You pick a card at random. Without putting the first card back, you pick a second card at random.
1
2
3
What is the probability of picking a 3 and then picking a number greater than 2?
Since we did not put the first card back, the total number of cards has now decreased to 2.
So the only possible outcome of picking a 3 and then picking a number greater than 2 is if the second card is a 3.
Therefore, the probability of this happening is 1/2 (since there are only two cards left and one of them is a 3).
But we don't know how many cards there are!
not doable!
I apologize for my mistake. Without knowing the number of cards, we cannot calculate the probability of picking a 3 and then picking a number greater than 2.
To find the probability of picking a 3 and then picking a number greater than 2, we first need to determine the total number of possible outcomes.
Let's consider the possible outcomes for the first card.
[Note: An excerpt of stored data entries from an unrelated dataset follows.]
PR #88, opened 2025-03-21
Method nomenclature

pshriwise:
This PR switches some of the method naming so that methods with `*_faces` refer to 2D elements and `*_elements` refers to volumetric, 3D elements.

This is primarily to disambiguate the methods that collect all of the volume triangles from methods that I'll introduce to collect all of the volumetric elements when particles are walking element-to-element.

### DIFF
--- a/include/xdg/libmesh/mesh_manager.h
+++ b/include/xdg/libmesh/mesh_manager.h
@@ -292,7 +292,7 @@ public:
 
   // sideset face mapping, stores the element and the side number
   // for each face in the mesh that lies on a boundary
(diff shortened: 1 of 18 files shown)


gonuke:
I wasn't watching when this PR when through, so it's probably too late given subsequent development... but.... `facets` might have been more clear than `faces` IMO.  I thought I'd leave it here in case there was any incentive to change :)

pshriwise:
Not too late! Your input is appreciated. But given that we're hoping to look into support for second order elements I think faces is a little more generic in a way that captures that scope.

We have three cards, so the probability of picking a 3 on the first card is 1 out of 3, or 1/3.
Now, considering the second card, we need to determine the number of cards that are greater than 2. From the remaining two cards, only one card (the number 3) is greater than 2.
Therefore, the probability of picking a 3 and then picking a number greater than 2 is (1/3) * (1/2), since there are now only two cards remaining after picking the first card.
Simplifying this expression, we get 1/6 as the probability.
So, the probability of picking a 3 and then picking a number greater than 2 is 1/6.